Cooking with Susie Q

16 years ago

With Halloween here this weekend, most of us realize that trick or treaters show up accompanied by adults-many are our neighbors and friends.  If it is cold out, you may want to invite them in for one of these snacks and a cup of coffee as a treat for them!  Have a fun and safe Halloween and enjoy your family and neighbors!
    I had a reader remind me that apples are still quite reasonably priced and pumpkins are available everywhere you look.  Kim suggested that we have some recipes using these ingredients.  So, here are the ones I have been able to find.  If you have any to share, let us know.  The apple crumble is a family favorite and the cheesecake recipe is one I received from Nancy in Holden.

Apple Crumble Pie
1 (9 inch) deep dish pie crust
5 cups apples – peeled, cored and thinly sliced
1/4 cup white sugar
1/4 cup brown sugar
3/4 teaspoon ground cinnamon
1/3 cup white sugar
3/4 cup all-purpose flour
6 tablespoons butter

 Directions: Preheat oven to 400 degrees F. Arrange apple slices in unbaked pie shell.
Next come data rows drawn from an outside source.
PR #369, opened 2025-06-05
chore: Added Applications folder for Mac .dmg

vikingnope:
## Pull Request Description
Added a symlink to the Applications folder in the Mac Installer

## Issue Being Fixed

This streamlines the installation process on Mac

## Screenshots / Recordings

Screenshot will be added soon

## Checklist

### DIFF
--- a/.github/workflows/build.yml
+++ b/.github/workflows/build.yml
@@ -222,8 +222,22 @@ jobs:
           APP_DIR="build/macos/Build/Products/Release-production"
           mv "$APP_DIR/fladder.app" "$APP_DIR/Fladder.app"
 
-      - name: Create DMG file
-        run: hdiutil create -format UDZO -srcfolder build/macos/Build/Products/Release-production/Fladder.app build/macos/Build/Products/Release-production/macOS.dmg
+      - name: Create DMG with drag and drop to Applications
+        run: |
+          # Create temporary directory for DMG contents
+          mkdir -p dmg_temp
+          
+          # Copy the app to the temp directory
+          cp -R "build/macos/Build/Products/Release-production/Fladder.app" dmg_temp/
+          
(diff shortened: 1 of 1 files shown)


PartyDonut:
Thanks for implementing this looks like a good addition. We can merge it as is, however I added a background we could use for the dmg "assets\macos-dmg\Fladder-DMG-Background.jpg". 

Let me know if you are willing to implement this into the build steps using something like [create-dmg](https://github.com/create-dmg/create-dmg).

PartyDonut (dismissed):

schembriaiden:
> Thanks for implementing this looks like a good addition. We can merge it as is, however I added a background we could use for the dmg "assets\macos-dmg\Fladder-DMG-Background.jpg".
> 
> Let me know if you are willing to implement this into the build steps using something like [create-dmg](https://github.com/create-dmg/create-dmg?rgh-link-date=2025-06-07T09%3A15%3A31Z).

Oh that's perfect, I was going to do this but I didn't have a background, I will try implementing it again before you merge this.

schembriaiden:
Could we maybe change the background slightly by adding some kind of different colour at the text parts of the folder and the app so that they are visible, because currently they are not that visible and there is no way to remove the text nor change their colour:

Screenshot 2025-06-07 at 12 52 17

Screenshot 2025-06-07 at 12 53 52

These are some examples:

Screenshot 2025-06-07 at 12 43 56

Screenshot 2025-06-07 at 12 44 32

PartyDonut:
I've changed the background to be lighter, also decreased the drag-target size to not clip into the "applications" text. Let me know if the new version works.

Changes are pushed to develop

schembriaiden:
Okay it should be finished now, let me know what you think 😄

Mix 1/2-cup sugar and cinnamon; sprinkle over apples.
Mix 1/3 cup sugar with flour; cut in butter until crumbly. Spoon mixture over apples.
Bake in preheated oven for 35 to 40 minutes, or until apples are soft and top is lightly browned.

Apple Danish Cheesecake
1 cup all-purpose flour
1/2 cup ground almonds
1/4 cup white sugar
1/2 cup butter, chilled
1/4 teaspoon almond extract
8 ounces cream cheese, softened
1/4 cup white sugar
1/4 teaspoon cream of tartar
1 egg
1/3 cup packed brown sugar
1 tablespoon all-purpose flour
1 teaspoon ground cinnamon
4 cups thinly sliced apples
1/3 cup blanched slivered almonds

 Directions: To make dough: in a small bowl, combine 1 cup flour, 1/2 cup ground almonds, and 1/4 cup sugar; cut in butter until crumbly. Add extract. Shape dough into a ball, gently press dough against the bottom and up the sides of a 9-inch springform or cake pan. Refrigerate for 30 minutes.
To make filling: in a medium-sized mixing bowl, beat cream cheese, 1/4 cup sugar, and cream of tartar until smooth. Add egg; beat on low just until combined. Pour over crust.
To make topping: in another medium-sized bowl, combine brown sugar, 1 tablespoon flour, and cinnamon. Add apples and stir until coated. Spoon over the filling. Sprinkle with 1/3 cup slivered almonds.
Bake at 350 degrees F for 40-45 minutes or until golden brown. Cool on a wire rack for 10 minutes. Carefully run a knife around edge of pan to loosen; cool 1 hour longer. Refrigerate overnight. Remove from pan.

Pumpkin Dessert
1 (15 ounce) can pumpkin puree
1 (12 fluid ounce) can evaporated milk
3 eggs
1 cup white sugar
4 teaspoons pumpkin pie spice
1 (18.25 ounce) package yellow cake mix
3/4 cup butter, melted
1 1/2 cups chopped walnuts

Directions: Preheat oven to 350 degrees F (175 degrees C). Grease a 9×13 inch baking pan.
In a large bowl, combine pumpkin, milk, eggs, sugar and spice. Mix well, and pour into a 9×13 inch pan.
Sprinkle dry cake mix over the top, then drizzle with melted butter. Top with walnuts.
Bake at 350 degrees F for 1 hour or until a knife inserted near the center comes out clean.

Black Magic Cake
1 3/4 cups all-purpose flour
2 cups white sugar
3/4 cup unsweetened cocoa powder
2 teaspoons baking soda
1 teaspoon baking powder
1 teaspoon salt
2 eggs
1 cup strong brewed coffee
1 cup buttermilk
1/2 cup vegetable oil
1 teaspoon vanilla extract

Directions:  Preheat oven to 350 degrees F (175 degrees C). Grease and flour two 9 inch round cake pans or one 9×13 inch pan.  In large bowl combine flour, sugar, cocoa, baking soda, baking powder and salt. Make a well in the center. Add eggs, coffee, buttermilk, oil and vanilla. Beat for 2 minutes on medium speed. Batter will be thin. Pour into prepared pans.
Bake at 350 degrees F (175 degrees C) for 30 to 40 minutes, or until toothpick inserted into center of cake comes out clean. Cool for 10 minutes, then remove from pans and finish cooling on a wire rack. Fill and frost as desired.